Where does the word "wrap" show up in the records? Copy every line that holds it.

(DATA FOR REVIEW begins)

PR #61, opened 2026-05-30
Bring HVF round-trip floor band into the shim

jserv:
This closes the per-call shim path: a diagnostic counter array so every fast-path bail is attributed, inline getpgid(0) / getsid(0) using two new identity slots, and a 256-byte urandom / getrandom inline copy with 4 KiB ring-wrap split. The bulk copy uses ldp/stp with a tbz-driven 1..15 byte tail; the ring lock uses LSE swpal; the slow-path refill runs arc4random_buf outside the lock; the second AT probe is skipped when buf and buf+len-1 share a host page. PGSID_PUBLISH reads (pgid, sid) under session_lock via a new proc_snapshot_pgsid so a concurrent setsid on a sibling vCPU cannot publish a torn pair.

Measured (Apple M1, 100k iter):
```
  read(urandom, 1)    133 -> 100 ns  (-25 %)
  read(urandom, 64)   224 -> 163 ns  (-27 %)
  read(urandom, 256)  528 -> 355 ns  (-33 %)
  getrandom(1)        128 ->  95 ns  (-26 %)
  getrandom(256)      534 -> 366 ns  (-31 %)
```

CB_URANDOM_RING_WRAP is retained for ABI stability but stays at zero now that wrap is served inline; a non-zero reading flags a regression.

---
## Summary by cubic
Moves short getrandom/urandom and getpgid/getsid work into the EL1 shim to avoid HVF round-trips. Adds a stats gate and per-call counters, cutting 1–256 byte RNG calls by ~25–33% on Apple M1.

(DATA FOR REVIEW ends)

> _REPLY_
This closes the per-call shim path: a diagnostic counter array so every fast-path bail is attributed, inline getpgid(0) / getsid(0) using two new identity slots, and a 256-byte urandom / getrandom inline copy with 4 KiB ring-wrap split. The bulk copy uses ldp/stp with a tbz-driven 1..15 byte tail; the ring lock uses LSE swpal; the slow-path refill runs arc4random_buf outside the lock; the second AT probe is skipped when buf and buf+len-1 share a host page. PGSID_PUBLISH reads (pgid, sid) under session_lock via a new proc_snapshot_pgsid so a concurrent setsid on a sibling vCPU cannot publish a torn pair.
CB_URANDOM_RING_WRAP is retained for ABI stability but stays at zero now that wrap is served inline; a non-zero reading flags a regression.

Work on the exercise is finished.